PROBLEM TO WORK ON
Return each line of the listing that follows in which the string "gets" can be found.

STORED DATA
PR #4673, opened 2026-06-26
Reject reserved report extension type

### LINKED ISSUE #4671: Reject reports using the reserved extension type
`handle_uploaded_report()` and `compute_helper_aggregate_init()` reject reports with unrecognized extension types. We should additionally reject reports that have the reserved extension type anywhere in their extension lists, since we don't actually support that extension in any meaningful sense.

divergentdave:
This closes #4671. The second commit fixes a place where rustfmt was getting stuck, so I recommend reviewing this commit-by-commit with whitespace changes ignored.

### DIFF
--- a/aggregator/src/aggregator.rs
+++ b/aggregator/src/aggregator.rs
@@ -1954,7 +1954,7 @@ impl VdafOps {
             .iter()
             .chain(report.metadata().public_extensions())
         {
-            if matches!(extension.extension_type(), ExtensionType::Unknown(_)) {
+            if !extension.extension_type().is_supported() {
                 debug!(
                     task_id = %task.id(),
                     report_id = ?report.metadata().id(),
@@ -3928,6 +3928,17 @@ async fn send_request_to_helper(
             timer.finish_attempt("error");
             Err(error.into())
         }
+    }
+}
+
+trait ExtensionTypeExt {
+    /// Determines whether a report extension type is supported by this implementation.
+    fn is_supported(&self) -> bool;
+}
+
+impl ExtensionTypeExt for ExtensionType {
+    fn is_supported(&self) -> bool {
+        matches!(self, ExtensionType::Taskbind)
     }
 }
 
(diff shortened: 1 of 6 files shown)


jcjones (changes requested):
This looks good. I like this positive-list use of `matches!` for being structurally immune to the `Unknown` codepoint issue.

I don't think we have a _deliberate_ test that a lone, correctly-sorted `Reserved` extension gets rejected. 

The one for `upload_report_unsorted_extensions` gets close, but it's getting rejected by the strictly-increasing check I added before it'd reach `extension_type_is_supported`. 

There are some other tests that used `Reserved` to exercise duplicate detection, which now get short-circuited before reaching the duplicate branch, so they  are testing this behavior, but they _aren't_ testing their old behavior anymore. There's probably more than these, but this is a quick ripgrep --
- http_handlers/tests/report.rs:592–624 will bail before the dupe check
- http_handlers/tests/aggregation_job_init.rs 's "verify_init_8" and 9

I think we should adjust those tests' expectations somehow  before landing this.

aggregator/src/aggregator.rs
```diff
@@ -3931,6 +3931,11 @@ async fn send_request_to_helper(
     }
 }
 
+/// Determines whether a report extension type is supported by this implementation.
+fn extension_type_is_supported(extension_type: ExtensionType) -> bool {
```
tgeoghegan: nit: would this be more natural as `ExtensionType::is_supported`?

divergentdave: I considered that, but that would have to live in `janus_messages`, and whether extension types are supported is moreso a property of the aggregator itself.

tgeoghegan: That argument makes sense. We could then make this an extension trait on `ExtensionType`, which we've done before for other `janus_messages` item. But I'm being fussy.

jcjones (approved):
I didn't realize what a pain this was going to be. Sorry about that, but I appreciate the detail work here to cover that masking issue.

TASK SOLUTION
I don't think we have a _deliberate_ test that a lone, correctly-sorted `Reserved` extension gets rejected. 
The one for `upload_report_unsorted_extensions` gets close, but it's getting rejected by the strictly-increasing check I added before it'd reach `extension_type_is_supported`. 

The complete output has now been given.